_EXERCISE REQUIREMENTS:_ Beginning at whichever line contains "this got wrong.", reproduce each line of the records below word for word, ending with the last, and add nothing.

_SUPPLIED DATA:_
################

PR #1207, opened 2016-03-01
Make strokeDashOffset a number

mprudhom:
Vega's strokeDashOffset is a number (or signal), not an array of numbers.


kanitw:
Thanks for catching this.

PR #1214, opened 2016-03-04
Support `scale.bandSize` = `"fit"`, Top-level `width` and `height`

### LINKED ISSUE #194: Responsive Ordinal Scale (Ordinal Fit Mode)
Currently  `config.cell.width`, `config.cell.height`  are ignored for x and y if they ordinal scales respectively.  
Basically, the cell width and height of an ordinal scale is determined by the `band size * cardinality`.   

- [ ] ~~Let's add `config.unit.fitOrdinalScale` as boolean to make the ordinal scale rely on the `config.unit.width/height` value instead of bandWidth.~~  See below
- [ ] Need to deal make the scale work with all mark type.  
- [ ] corner case when the cardinality of the ordinal field is too high
- [ ] Of course, add tests.

kanitw:
Fix #194


domoritz:
Nice!

kanitw:
We also need to decide whether we want to allow `padding` when `bandSize` is a number and thus the underlying ordinal scale is a point ordinal scale.

domoritz:
> We also need to decide whether we want to allow padding when bandSize is a number and thus the underlying ordinal scale is a point ordinal scale.

I'd say lat's reduce the attack surface unless we have a compelling example.

kanitw:
Yeah. In any case, I think it is hard to reason about this because when I experiment with properties, there is still this bug https://github.com/vega/vega/issues/502.   Thus, something I see isn't the correct behavior.

kanitw:
Before we commit to this syntax, another alternative to scale.bandWidth = `'fit'` is to use `points` property to determine whether the x/y ordinal scale is a point scale or band scale (band scale is when `points` = `false`), but I found that more confusing.

kanitw:
- [ ] Test Docs
- [ ] Update docs to warn about high cardinality case

domoritz:
@ellisonbg @jakevdp This is the fit feature we talked about today.

kanitw:
@domoritz  I've just updated the docs and should be in good shape.  Please let me know if you have any comment.  

I still have to change `round` to `false` by default when scale is `"fit"` as unrounded scale is more scalable for higher cardinality.

peller:
Looking forward to seeing this PR land.  However, I notice that the top-level width and height still relate to the plot area and not the overall chart with axes and labels.  The latter is what's needed for most apps doing layout.

kanitw:
> However, I notice that the top-level width and height still relate to the plot area and not the overall chart with axes and labels. The latter is what's needed for most apps doing layout.

Vega 2 doesn't support this well yet anyway.  However, Vega 3 will have better support for this and we're planning to use Vega 3 for Vega-Lite 2.

arvind:
> Vega 2 doesn't support this well yet anyway.

Vega support a `strict` padding option which lays out a visualization such that, after axes and legends have been added, the top-level `width` and `height` is respected.

kanitw:
@arvind  Oh this seems new to me.  Good to know then.   That said, to support it in Vega-Lite would be a separate issue from this PR.

peller:
Sorry, one more issue.  I tried using the [View Component API](https://github.com/vega/vega/wiki/Runtime#view-component-api) on the `kw/fit` branch to set width and height and it had no effect.  Is this a vega-lite bug?

kanitw:
> Is this a vega-lite bug?

It's implemented in a different way, so size of inner components especially when faceted are set manually so yeah, you can't use it (yet).

PR #1216, opened 2016-03-04
Don’t make properties of DataComponent optional

domoritz:


test/compile/data.test.ts
```diff
@@ -342,6 +343,7 @@ describe('data: timeUnitDomain', function() {
     });
 
     it('should be compiled into correct string set', function() {
+      model.component.data = {} as DataComponent;
```
kanitw: Having to do this for every line of test looks annoying.   I think it doesn't hurt to init `data: {}` above.

kanitw: above = in `model.ts` constructor

domoritz: The advantage is that we only have to do this in the tests and we can guarantee that the properties are not undefined in the code. So we eliminate possible bugs at the cost of failures in the tests if you forget to add this line.

PR #1222, opened 2016-03-05
Fix generation of wrong field reference in scale. Also add a test for it.

domoritz:


src/compile/scale.ts
```diff
@@ -122,7 +123,7 @@ function parseBinColorLegendLabel(model: Model, fieldDef: FieldDef) {
     type: 'ordinal',
     domain: {
       data: model.dataTable(),
-      field: model.field(COLOR,  {prefn: 'rank_'}),
+      field: model.field(COLOR, (fieldDef.bin || fieldDef.timeUnit) ? {} : { prefn: 'rank_' }),
```
kanitw: @domoritz   Now I know when this got wrong.  

On this line, `fieldDef.bin` is always `true`.  (See how `parseBinColorLegendLabel` gets called.)  So I asked you to remove `fieldDef.bin`, but I guess you put in the wrong condition.


I think the right fix here is `model.field(COLOR, {})`

test/compile/scale.test.ts
```diff
@@ -349,6 +349,11 @@ describe('Scale', function() {
       assert.deepEqual(scales[1].range, {
         data: 'source',
         field: 'bin_origin_range',
+        sort: { "field": "bin_origin_start", "op": "min" }
```
kanitw: why do we have to assert the `scales` twice?

domoritz: I meant domain. Ups.

domoritz:
Done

################

_EXERCISE SOLUTION:_
kanitw: @domoritz   Now I know when this got wrong.  

On this line, `fieldDef.bin` is always `true`.  (See how `parseBinColorLegendLabel` gets called.)  So I asked you to remove `fieldDef.bin`, but I guess you put in the wrong condition.


I think the right fix here is `model.field(COLOR, {})`

test/compile/scale.test.ts
```diff
@@ -349,6 +349,11 @@ describe('Scale', function() {
       assert.deepEqual(scales[1].range, {
         data: 'source',
         field: 'bin_origin_range',
+        sort: { "field": "bin_origin_start", "op": "min" }
```
kanitw: why do we have to assert the `scales` twice?

domoritz: I meant domain. Ups.

domoritz:
Done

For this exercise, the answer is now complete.